Think of DNA as a cookbook and individual genes as recipes. To make a protein, cells need to copy down the recipe and take it into the kitchen. Cells write the recipe into a molecule called RNA. 

Some gene silencing therapies prevent the cooks from being able to read the RNA, stopping the protein from being formed. Scientists are testing this strategy to target genes that produce the beta-amyloid proteins and tau tangles that define Alzheimer’s.

Alnylam Therapeutics is in the early stages of testing a treatment called ALN-APP, which binds to the RNA for the APP gene to reduce the production of amyloid proteins. The current trial to determine the ideal dosing and measure its safety and effectiveness will finish in 2029. 

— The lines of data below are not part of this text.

PR #403, opened 2019-04-02
New version of service fs_home

stavamichal:
- there is major change in the processing data and also in the protocol
 version
 - processing data is now divided into two separate files, first one
 with data needed for creating home directories for users, second one
 with data to set quotas on all defined volumes
 - administrator of the facility can now choose which attributes for
 quotas will be used by setting attribute 'readyForNewQuotas' to 'true'
 if new attributes should be used or to 'false' if old attributes should
 be used. Format of output data file is the same for both logic
 - slave script was modified to respect these changes so first all home
 directories are created and then all quotas are changed
 - IMPORTANT: because the protocol version has been changed, new package
 with service fs_home need to be updated. Also pre|post scripts and mid
 hooks should be check if they still work with new modifications in the
 slave script.

### DIFF
--- a/gen/fs_home
+++ b/gen/fs_home
@@ -7,8 +7,8 @@ use File::Basename;
 no if $] >= 5.017011, warnings => 'experimental::smartmatch';
 
 our $SERVICE_NAME = basename($0);
-our $PROTOCOL_VERSION = "3.6.0";
-my $SCRIPT_VERSION = "3.0.9";
+our $PROTOCOL_VERSION = "3.7.0";
+my $SCRIPT_VERSION = "3.0.10";
 
 sub mergeQuotas {
 	my ($sumQuota, $resourceQuota, $memberQuota) = @_;
@@ -44,6 +44,8 @@ my $data = perunServicesInit::getDataWithGroups;
 
 #Constants
 our $A_USER_LOGIN;                 *A_USER_LOGIN =                   \'urn:perun:user_facility:attribute-def:virt:login';
+our $A_UF_DATA_QUOTAS;             *A_UF_DATA_QUOTAS =               \'urn:perun:user_facility:attribute-def:virt:dataQuotas';
+our $A_UF_FILE_QUOTAS;             *A_UF_FILE_QUOTAS =               \'urn:perun:user_facility:attribute-def:virt:fileQuotas';
 our $A_USER_STATUS;                *A_USER_STATUS =                  \'urn:perun:member:attribute-def:core:status';
 our $A_HOME_MOUNTPOINT;            *A_HOME_MOUNTPOINT =              \'urn:perun:resource:attribute-def:def:fsHomeMountPoint';
 our $A_R_VOLUME;                   *A_R_VOLUME =                     \'urn:perun:resource:attribute-def:def:fsVolume';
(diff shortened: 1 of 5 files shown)


stavamichal:
There is still missing service fs_home_mu, which will be added after approving of this new concept of the service.

gen/fs_home
```diff
@@ -147,16 +153,117 @@ foreach my $login (sort keys %$memberAttributesByLoginAndMount) {
...
+			my %memberAttributes = attributesToHash $mData->getAttributes;
+			my $uid = $memberAttributes{$A_UID};
+
+			unless($dataForUserQuotasByUID->{$uid}) {
+				#First go through data quota map and read file quota if exists or set unlimited
+				foreach my $volume (keys %{$memberAttributes{$A_UF_DATA_QUOTAS}}) {
+					my $dataQuota = $memberAttributes{$A_UF_DATA_QUOTAS}{$volume};
+
+					my $softDataQuota = $dataQuota;
+					$softDataQuota =~ s/:.*$//g;
```
licehammer:
```suggestion
					$softDataQuota =~ s/:.*$//;
```

gen/fs_home
```diff
@@ -147,16 +153,117 @@ foreach my $login (sort keys %$memberAttributesByLoginAndMount) {
...
+					my $hardDataQuota = $dataQuota;
+					$hardDataQuota =~ s/^.*://g;
```
licehammer:
```suggestion
					$hardDataQuota =~ s/^.*://;
```

gen/fs_home
```diff
@@ -62,22 +64,34 @@ our $A_F_QUOTAENABLED;             *A_F_QUOTAENABLED =               \'urn:perun
...
 our $A_R_VO_NAME;                  *A_R_VO_NAME =                    \'urn:perun:resource:attribute-def:virt:voShortName';
+our $A_F_NEW_QUOTAS_READY;         *A_F_NEW_QUOTAS_READY =           \'urn:perun:facility:attribute-def:def:readyForNewQuotas';
 
 our $STRUC_GROUPS;   *STRUC_GROUPS =  \"groups";
 
+#headers
+my $dataQuotaHeader = "dataQuota";
+my $dataLimitHeader = "dataLimit";                                                                                                      
+my $fileQuotaHeader = "fileQuota";
+my $fileLimitHeader = "fileLimit";
```
licehammer: Constants are usually written in uppercase.

gen/fs_home
```diff
@@ -147,16 +153,117 @@ foreach my $login (sort keys %$memberAttributesByLoginAndMount) {
...
+						$dataForUserQuotasByUID->{$uid}->{$volume}->{$dataLimitHeader} = 0;
+						my $fileQuota = $memberAttributes{$A_UF_FILE_QUOTAS}{$volume};
+						my $softFileQuota = $fileQuota;
+						$softFileQuota =~ s/:.*$//g;
+						my $hardFileQuota = $fileQuota;
+						$hardFileQuota =~ s/^.*://g;
+						$dataForUserQuotasByUID->{$uid}->{$volume}->{$fileQuotaHeader} = $softFileQuota;
+						$dataForUserQuotasByUID->{$uid}->{$volume}->{$fileLimitHeader} = $hardFileQuota;
+					}
+				}
```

Biogen is working on a drug called BIIB080 that aims to stop tau proteins from being made. The drug sticks to tau RNA to stimulate its destruction. The therapy is currently in Phase 2 trials, which will finish in 2029. 

The future of Alzheimer’s gene therapy

Boris Kantor, a professor at Florida State University, is developing a different strategy called epigenome editing. Rather than editing the genome or silencing RNA, it adds chemical marks to the DNA that prevent certain recipes from being copied as often. 

Right now, Kantor is targeting the Alzheimer’s risk gene ApoE4 in animal models. 

“You get Alzheimer’s through hyperfunction or hyperactivity of the ApoE4 protein,” he told Being Patient. When ApoE4 is working overtime in the brain, it kicks off the disease processes linked to Alzheimer’s. A one-time treatment could reduce the levels of ApoE4 by 80 percent. He’s hoping within the next five to ten years, epigenome editing will be tested in human trials. 

With many scientists working to develop better tools to add, edit, and silence genes, there is more momentum than ever before for developing a working Alzheimer’s gene therapy.